I've been self studying real analysis lately and was trying to solve the following problem from my textbook:

Show that if the partial derivatives of $f:U \rightarrow \mathbb{R}$, for $U \subset \mathbb{R}^m$ open and connected, are zero, then $f$ is constant.

My approach was as follows: If I could prove that $f$ is differentiable just by knowing that its partial derivatives vanish everywhere, then I would be able to prove that $f$ is constant by applying the MVT and using the fact that $U$ is connected and open (hence, poligonally path-connected). To be fair, I wasn't even sure if that was true.

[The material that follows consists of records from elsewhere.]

PR #329, opened 2016-02-16
fixing a variable name

nick-alton:
Changed a variable named 'hidden' inside  of a function within the disparity and image plugins to 'visible' to prevent any confusion.


evenator:
LGTM. I'll merge it when the CI build passes.

PR #331, opened 2016-03-03
Route plugin

nick-alton:
Route Plugin release version. Has route drawing along with a RoutePosition marker subscriber.


evenator:
I just cut releases of `marti_messages` and `marti_common`. I expect the CI on this will pass as soon as those get built by the OSRF build farm.
In the mean time, I'm going to go ahead and merge this, because the build works for me and @jatowler when built against `indigo-devel` of `marti_messages` and that's good enough for me.

Issue #325, opened 2016-02-11
OpenGL blending is enabled but overwritten.


elliotjo:
OpenGL blending (alpha channel support) is enabled by default (in MapCanvas::initializeGL) but was broken by the support for QPainter.  It seems like there is some bad interaction with the call to QPainter::beignNativePainting() in MapCanvas::paintEvent().  Placing a call to glEnable(GL_BLEND) after the line restores functionality in plugins, but before does not.  This is just a work-around however, we should find the actual problem in case other GL state variables are being overwritten.

pjreed:
Are there any existing plugins in which this behavior can easily be demonstrated?

pjreed:
I believe that alpha transparency not working in the costmap plugin is a side effect of this.
@jgassaway @nick-alton

PR #332, opened 2016-03-24
Fixing blending for GL drawing

pjreed:
Fix for #325. The call to QGLWidget::beginNativePainting has a side effect of clearing GL settings related to blending and depth testing, and that was causing alpha transparency to not work right for plugins.  I fixed it by manually re-enabling those settings every time beginNativePainting is called.


pjreed:
Note that mapviz_plugins fails to build because the version of marti_messages in the public repositories does not yet have the Route messages in it.   We'll need to deploy a new version of marti_messages to fix it.

Issue #265, opened 2015-11-14
Changing frames in subsequent marker messages not handled correctly.


malban:
Changing frames in subsequent marker messages not handled correctly.

The data appears to be displayed as if it was with respect to the frame of the first message.

pjreed:
I looked into this, and the cause is pretty obvious; the plugin sets its source_frame_ member variable the first time a message is received, and mapviz uses that to transform the contents, and its value is never changed again unless you change the topic name.

It looks like there are actually several plugins that have this same behavior, so I'll fix all of them at once.

PR #334, opened 2016-04-07
Fix for #265; message source frames don't update (Indigo)

pjreed:
Several plugins were storing the source frames of messages received when
they first received a message but never updating them, so subsequent
messages in different frames would be rendered incorrectly.

### DIFF
--- a/mapviz_plugins/src/route_plugin.cpp
+++ b/mapviz_plugins/src/route_plugin.cpp
@@ -243,11 +243,11 @@ namespace mapviz_plugins
     {
       source_frame_ = "/wgs84";
     }
-    unsigned long route_size = route->route_points.size();
+    size_t route_size = route->route_points.size();
 
     points_.clear();
 
-    for (unsigned long i = 0; i < route_size; i++)
+    for (size_t i = 0; i < route_size; i++)
     {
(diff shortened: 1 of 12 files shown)


evenator:
Per our discussion at lunch on Friday, this needs a more sophisticated fix for any plugin that keeps a buffer of messages.

pjreed:
I've updated all of the plugins that store buffers of messages so that they store the source frames for each message individually and transform them appropriately, so that should fix the issue.

mapviz_plugins/src/route_plugin.cpp
```diff
@@ -232,22 +232,22 @@ namespace mapviz_plugins
...
-    int route_size = route->route_points.size();
+    if (!route->header.frame_id.empty())
+    {
+      source_frame_ = route->header.frame_id;
+    }
+    else
+    {
+      source_frame_ = "/wgs84";
+    }
+    unsigned long route_size = route->route_points.size();
```
evenator: I'd prefer size_t over unsigned long (and below on line 250 as well).

evenator:
I made one comment inline about size datatypes. Otherwise, LGTM. I vote to merge this, then soak-test for a while before we cut another Debian release.

PR #335, opened 2016-04-07
Fix for #265; message source frames don't update (Jade)

pjreed:
ROS Jade version of #334.


evenator:
Per our discussion at lunch on Friday, this needs a more sophisticated fix for any plugin that keeps a buffer of messages.

Issue #339, opened 2016-04-07
Depend explicitly on OpenCV 2


pjreed:
Mapviz, mapviz_plugins, and multires_image were all developed against OpenCV 2, but their CMakeLists only specificy "OpenCV REQUIRED", so they will attempt to compile against OpenCV 3 if it's installed.  They should be modified to specify the version number.

PR #341, opened 2016-04-07
Fix for #339; explicitly depending on OpenCV 2 (Jade)

pjreed:


evenator:
LGTM and compiles against shadow-fixed.

Issue #286, opened 2023-04-10
[Bug]: Using null as Exception message is deprecated in PHP 8.1


Chekote:
### Software Version

6.4.0

### Language Version

8.1

### Operating System

N/A

### What happened?

Without passing any arguments, instantiate any of the project's custom Exceptions that use null as a default value for $message.

PHP throws a deprecation notice.

### What was expected?

The new Exception object should be created.

### Sample Code

```inc
new \EasyPost\Exception\General\EasyPostException();
```

### Proposed fix:
Set the default to an empty string instead.

PR #287, opened 2023-04-10
Fix deprecation warnings for null Exception message

Chekote:
Fixes EasyPost/easypost-php#286

# Description
Fixes deprecation warnings when using PHP 8.1. Please see linked issue for details.

> Passing null to non-nullable internal function parameters is deprecated.

Source: https://www.php.net/releases/8.1/en.php

# Testing
No additional testing is required. This does not add any new features or functionality. The existing test suite should catch any problems.

# Pull Request Type

### DIFF
--- a/lib/EasyPost/Exception/Api/ApiException.php
+++ b/lib/EasyPost/Exception/Api/ApiException.php
@@ -25,7 +25,7 @@ class ApiException extends EasyPostException
      * @param int $httpStatus
      * @param string $httpBody
      */
-    public function __construct($message = null, $httpStatus = null, $httpBody = '')
+    public function __construct($message = '', $httpStatus = null, $httpBody = '')
     {
         parent::__construct($message);
         $this->httpStatus = $httpStatus;
--- a/lib/EasyPost/Exception/General/EasyPostException.php
+++ b/lib/EasyPost/Exception/General/EasyPostException.php
@@ -9,7 +9,7 @@ class EasyPostException extends \Exception
      *
      * @param string $message
      */
-    public function __construct($message = null)
+    public function __construct($message = '')
     {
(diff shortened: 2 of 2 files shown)


nwithan8:
Thanks for the submission! Looks good to me!

nwithan8 (approved):

Justintime50 (commented):
Thanks for submitting this!

It's good, can we do better? Is there ever a need to instantiate an error without a message? Can we instead remove the fallbacks of null/empty string and have message be more explicitly required? I can't foresee us ever throwing an error without stating what the error actually is.

Chekote:
Hi @Justintime50 

Thanks for the feedback.

While I do agree with your feedback, I feel like that is a separate concern that should be addressed within a different issue/PR. My reasoning is:

* Even without this PR, the objection you describe already exists in the codebase.
* This PR is not intended to make unrelated improvements to the behavior of the project.
* This PR resolves the problem of PHP 8.1 compatibility without introducing further technical debt.
* Making the message required would be a breaking change to the method signature. Fixing PHP 8.1 compatibility without introducing a breaking change would be preferable.

In the interests of agile development and resolving the problem outlined in the issue quickly and with minimal disruption to the package users (see my point above on breaking changes), I suggest changes in this PR be limited to the scope of the issue at hand and address your suggestion separately in the next major release.

Justintime50:
I'll accept this change because it addresses the deprecation notice; however, I don't see this as a breaking change since the producer of these exceptions should really only be this library. Making the `message` required shouldn't affect users and we already pass a message to every exception in the library so it wouldn't change behavior on our end.

Are you currently creating `ApiException`s or `EasyPostException`s in your integration?

PR #300, opened 2023-07-17
feat: adds http request and response hooks

Justintime50:
# Description

- Adds new `RequestHook` and `ResponseHook` events. (un)subscribe to them with the new `subscribeToRequestHook`, `subscribeToResponseHook`, `unsubscribeFromRequestHook`, or `unsubscribeFromResponseHook` methods of an `EasyPostClient`

# Testing

Adds a new set of tests that subscribe to the hooks and assert details only exposed via the hooks (not the traditional deserialized objects)

Adds a test to ensure that unsubscribing works as intended (will raise an exception if still subscribed), A/B tested this to ensure it works.

# Pull Request Type

### DIFF
--- a/README.md
+++ b/README.md
@@ -63,6 +63,26 @@ $boughtShipment = $client->shipment->buy($shipment->id, $shipment->lowestRate())
 echo $boughtShipment;
 ```
 
+### HTTP Hooks
+
+Users can subscribe to HTTP requests and responses via the `RequestHook` and `ResponseHook` objects. To do so, pass a function to the `subscribeToRequestHook` or `subscribeToResponseHook` methods of an `EasyPostClient` object:
+
+```php
+function customFunction($args)
+{
+    // Pass your code here, data about the request/response is contained within `$args`.
+    echo "Received a request with the status code of: " . $args['http_status'];
+}
+
+$client = new \EasyPost\EasyPostClient(getenv('EASYPOST_API_KEY'));
+
+$client->subscribeToResponseHook('customFunction');
+
+// Make your API calls here, your customFunction will trigger once a response is received
+```
+
+You can also unsubscribe your functions in a similar manner by using the `unsubscribeFromRequestHook` and `unsubscribeFromResponseHook` methods of a client object.
+
 ## Documentation
 
 API documentation can be found at: <https://easypost.com/docs/api>.
--- a/lib/EasyPost/EasyPostClient.php
+++ b/lib/EasyPost/EasyPostClient.php
@@ -5,6 +5,8 @@ namespace EasyPost;
 use EasyPost\Constant\Constants;
 use EasyPost\Exception\General\EasyPostException;
 use EasyPost\Exception\General\MissingParameterException;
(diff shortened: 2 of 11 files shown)


lib/EasyPost/Hook/EventHook.php
```diff
@@ -0,0 +1,33 @@
...
+ * The parent event that occurs when a hook is triggered.
+ */
+class EventHook
+{
+    private $eventHandlers = [];
+
+    public function __invoke(...$args)
+    {
+        foreach ($this->eventHandlers as $eventHandler) {
+            $eventHandler(...$args);
```
nwithan8, line 15: Calling a function by its name. God, I had dynamic languages.

nwithan8 (approved):

lib/EasyPost/Hook/EventHook.php
Justintime50: This is definitely a phpism... and I hate it too 😂

README.md
```diff
@@ -63,6 +63,26 @@ $boughtShipment = $client->shipment->buy($shipment->id, $shipment->lowestRate())
...
+}
+
+$client = new \EasyPost\EasyPostClient(getenv('EASYPOST_API_KEY'));
+
+$client->subscribeToResponseHook('customFunction');
+
+// Make your API calls here, your customFunction will trigger once a response is received
+```
+
+You can also unsubscribe your functions in a similar manner by using the `unsubscribeFromRequestHook` and `unsubscribeFromResponseHook` methods of a client object.
```
jchen293, line 84: I would provide an unsubscribe example.

lib/EasyPost/Hook/EventHook.php
```diff
@@ -0,0 +1,33 @@
+<?php
+
+namespace EasyPost\Hook;
+
+/**
+ * The parent event that occurs when a hook is triggered.
+ */
+class EventHook
```
jchen293, line 8: Need docstrings for these functions in this class

lib/EasyPost/EasyPostClient.php
```diff
@@ -65,6 +67,8 @@ class EasyPostClient extends BaseService
     private $timeout;
     private $apiBase;
     private $mockingUtility;
+    public $requestEvent;
+    public $responseEvent;
```
jchen293, line 71: Ideally, we should use getters for these two attributes

jchen293 (commented):
lgtm, left a few non-blocking comments

jchen293 (approved):
I meant to approve this with my previous comments

README.md
Justintime50: I don't think it's different enough to warrant an example. It states you can just swap in the name of the function here

lib/EasyPost/EasyPostClient.php
Justintime50: Potentially; however, these attributes aren't used in the same manner a normal attribute would be. Additionally they aren't meant for public consumption so I don't feel bad keeping them this way.

PR #311, opened 2023-10-04
fix: reset timezone to original (closes #310)

### LINKED ISSUE #310: [Bug]: Timezone is changed and not changed back
### Software Version

6.8.1

### Language Version

8.1.11

### Operating System

Ubuntu

### What happened?

Your client is forcing the timezone to UTC to get a UTC timestamp in microseconds, but you're not switching it back. Line [186](https://github.com/EasyPost/easypost-php/blob/5655532be2373865cdca567e770ebf6c44f83155/lib/EasyPost/Http/Requestor.php#L186) in lib/EasyPost/Http/Requestor.php.

### What was expected?

As of PHP 7.1 the built-in [DateTime class](https://www.php.net/manual/en/class.datetime.php) supports microseconds. You can create a new DateTime instance, change the timezone of the instance to UTC, then format it as a timestamp. You could also store the current timezone, set it to UTC, call microtime(), then change the timezone back.

### Sample Code

_No response_

### Relevant logs

_No response_

Justintime50:
# Description

- Fixes a bug that changed the timezone to UTC on each request without resetting it to the original timezone in use (closes #310)

# Testing

Ran these added commands in the repl to make sure these work as expected.

# Pull Request Type

### DIFF
--- a/CHANGELOG.md
+++ b/CHANGELOG.md
@@ -3,6 +3,7 @@
 ## Next Release
 
 - Migrate API Key-related functions from `user` service to `api_keys` service
+- Fixes a bug that changed the timezone to UTC on each request without resetting it to the original timezone in use (closes #310)
 
 ## v6.8.1 (2023-09-05)
 
--- a/lib/EasyPost/Http/Requestor.php
+++ b/lib/EasyPost/Http/Requestor.php
@@ -183,6 +183,7 @@ class Requestor
         ];
 
         $requestUuid = uniqid();
+        $originalTimezone = date_default_timezone_get();
         date_default_timezone_set('UTC');
         $requestTimestamp = microtime(true);
         ($client->requestEvent)([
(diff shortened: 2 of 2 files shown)


nwithan8 (approved):

dcaballeroc (approved):
A test might come in handy

Justintime50:
> A test might come in handy

I tested in the repl before pushing up, troubles with a test like this is we can't guarantee timezones of whatever machine it'll run on. Depending on CI or someones local machine, default timezones may differ and assertions wouldn't necessarily match

jchen293 (approved):

dcaballeroc:
> > A test might come in handy
> 
> I tested in the repl before pushing up, troubles with a test like this is we can't guarantee timezones of whatever machine it'll run on. Depending on CI or someones local machine, default timezones may differ and assertions wouldn't necessarily match

Timezones: not even once.

PR #312, opened 2023-10-04
fix: pin docs binary in Makefile

Justintime50:
# Description

Pins the docs binary. The docs binary had breaking changes in a non major release and when pulled in, the command we have doesn't work. Also the most recent version doesn't support PHP 7 which we still do

# Testing

Generated docs locally

# Pull Request Type

### DIFF
--- a/Makefile
+++ b/Makefile
@@ -20,7 +20,7 @@ coverage:
 
 ## docs - Generate documentation for the library
 docs:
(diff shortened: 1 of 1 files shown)


dcaballeroc (approved):
It's a pin

jchen293 (approved):

PR #316, opened 2023-11-21
fix: pagination errors with user-supplied params

Justintime50:
# Description

- Fixes a bug where the original filtering criteria of `all` calls wasn't passed along to `getNextPage` calls. Now, these are persisted via a `_params` key on response objects locally
- Fixes error handling in `getNextPage` tests

# Testing

Now test for existence of `_params`

# Pull Request Type


lib/EasyPost/Service/ReportService.php
```diff
@@ -66,10 +67,19 @@ public function getNextPage($reports, $pageSize = null)
             'page_size' => $pageSize,
             'before_id' => $reportArray[count($reportArray) - 1]['id']
         ];
-        $url = self::reportUrl($reports->type);
+
+        if (isset($userParams)) {
+            $params = array_merge($params, $userParams);
+        }
+
+        $url = self::reportUrl($reportArray[0]->object);
```
nwithan8, line 75: **question:** ‏ Can you explain how this `reportUrl` function works? What is `object` in this situation?

nwithan8 (changes requested):

lib/EasyPost/Service/ReportService.php
Justintime50: object is the type of report. The code before wouldn't actually pass in anything it could use haha. This will pass in something like `ShipmentReport` and will turn it into `shipment`

dcaballeroc (commented):
Update pertinent cassettes as well?

dcaballeroc (approved):

nwithan8 (approved):

PR #325, opened 2023-11-30
phpstan

Justintime50:
# Description

This PR introduces PHPStan which is a static analysis tool. Think of it like `mypy` from Python but with additional tools built in for syntax checking in addition to type checking. This found SO many issues that needed fixing and will help enforce proper type hints.

# Testing

There are 3 additional levels of scrutiny we could use in this tool but it was getting overwhelming and I stopped here. There are some bigger changes needed to correct levels 7-9 so we'll revisit later.

# Pull Request Type


dcaballeroc (approved):
Nice!

Justintime50:
> PHP with actual type hints, my IDE thanks you.

I too am quite stoked

PR #334, opened 2024-03-26
[FEAT] Beta `paginated_api_keys` function

nwithan8:
# Description

- Adds new function `paginated_api_keys` to `User` to return a paginated list of API keys, rather than unpaginated from `api_keys`

**NOTE:** This beta function exists in the GA `User` class rather than in a separate `Beta\User` class because this method is an instance method. It would only be accessible on `Beta\User` objects, which wouldn't have any other of the existing functions that exist on the `User` object. They would either have to be entirely re-implemented or a converter between `User` and `Beta\User` would have to be introduced; both strategies would add extra overhead and require changes to the end-user's workflow.

More recent major versions of our library have effectively removed this issue by our re-architecture into services that make it easier to separate beta functions from GA functions. For now, a docstring has been added warning users that this new function is in beta.

# Testing

- Add unit test to confirm/validate data coming back from new function/endpoint, test pagination capabilities
- Add cassette

# Pull Request Type

### DIFF
--- a/CHANGELOG.md
+++ b/CHANGELOG.md
@@ -1,5 +1,10 @@
 # CHANGELOG
 
+## Next Release
+
+- [ADDED] Beta `paginated_api_keys` functionality to the `User` class
+  - Retrieves a paginated list of API keys for the authenticated user, versus `api_keys`, which returns an unpaginated list
+
 ## v5.8.0 (2022-12-01)
 
 - [ADDED] Carrier account creation routes requests correctly for carriers that require custom workflows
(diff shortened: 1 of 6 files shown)


nwithan8:
CI is failing because security scan is failing because it's trying to install the latest version of `roave/security-advisories` which requires a newer version of PHP.

`roave/security-advisories` [does not offer](https://github.com/Roave/SecurityAdvisories?tab=readme-ov-file#stability) any tagged version of its library other than `dev-latest`, so we can't "pin an older version" to overcome this issue.

Justintime50 (approved):

jchen293 (approved):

I knew that simply having partial derivatives everywhere wasn't enough to guarantee differentiability, but I suspected that the additional condition on the partial derivatives being zero would give us differentiability, so that's what I aimed to prove. I think I managed to give a valid proof, but I was wondering whether someone here could double check it for me. The math started to get a bit messy…
My proof goes as follows:

Since each $\partial f/ \partial x_i=0$, in order to show that $f$ is differentiable, it suffices to prove that, for any $a \in U$, we have
$$\lim_{v \rightarrow 0}\frac{f(a+v)-f(a)}{|v|}=0.$$
To this end, let $v=(\alpha_1, \dots, \alpha_m) \in U$ be such that $a+v \in U$, and then notice that

$\displaystyle \begin{align} \frac{f(a+v)-f(a)}{|v|} & = \frac{1}{|v|} \left[\sum_{j=1}^{m-1} |\alpha_j e_j| \cdot \frac{f\left(a+\sum_{i=j}^m \alpha_i e_i \right)-f\left(a+\sum_{i=j+1}^m \alpha_i e_i \right)}{|\alpha_j e_j|} +|\alpha_m e_m| \cdot \frac{f\left(a+\alpha_m e_m \right)-f\left(a\right)}{|\alpha_m e_m|} \right] \\ &= \sum_{j=1}^{m-1} \frac{|\alpha_j|}{|v|} \frac{f\left(a+\sum_{i=j}^m \alpha_i e_i \right)-f\left(a+\sum_{i=j+1}^m \alpha_i e_i \right)}{|\alpha_j|} +\frac{|\alpha_m|}{|v|} \frac{f\left(a+\alpha_m e_m \right)-f\left(a\right)}{|\alpha_m|}. \end{align} \tag*{}$

Since all norms are equivalent in $\mathbb{R}^m$, we may consider $|v| := \max_{1 \leq k \leq m} \{|\alpha_k|\}$. Therefore,
$$\frac{|\alpha_i|}{|v|}=\frac{|\alpha_i|}{\max_{1 \leq k \leq m} \{|\alpha_k|\}}\leq \frac{|\alpha_i|}{|\alpha_i|}=1.$$
Hence, $\frac{|\alpha_i|}{|v|}$ is bounded as $v \rightarrow 0$ for each $i=1, \dots, m$. This, along with the observation that $v \rightarrow 0 \implies \alpha_i \rightarrow 0$, gives us

$\displaystyle \begin{align} \lim_{v \rightarrow 0} \frac{f(a+v)-f(a)}{|v|} & \leq \lim_{v \rightarrow 0} \left[\sum_{j=1}^{m-1} \frac{f\left(a+\sum_{i=j}^m \alpha_i e_i \right)-f\left(a+\sum_{i=j+1}^m \alpha_i e_i \right)}{|\alpha_j|} + \frac{f\left(a+\alpha_m e_m \right)-f\left(a\right)}{|\alpha_m|}\right] \\ & = \sum_{j=1}^{m-1} \frac{\partial f}{\partial x_j} \left(a+ \sum_{i=j}^{m} \alpha_j e_j\right)+ \frac{\partial f}{\partial x_m}(a) \\ & = 0 \end{align} \tag*{}$

since the partial derivatives of $f$ vanish everywhere. Thus, $$\lim_{v \rightarrow 0} \frac{f(a+v)-f(a)}{|v|}=0$$ for every $a \in U$. Equivalently, $f$ is differentiable, which guarantees that its differential is zero, so $f$ is constant.

Answer 1

All the partials exist and vanish; i.e they are clearly continuous. This implies $f$ is $C^1$. You can definitely use the mean-value inequality to show immediately that $f$ is constant on every ball (or more generally convex set, or even on a star-shaped open set). To go from here to a general connected set, you use a basic topological fact: a locally constant function on a connected topological space is constant.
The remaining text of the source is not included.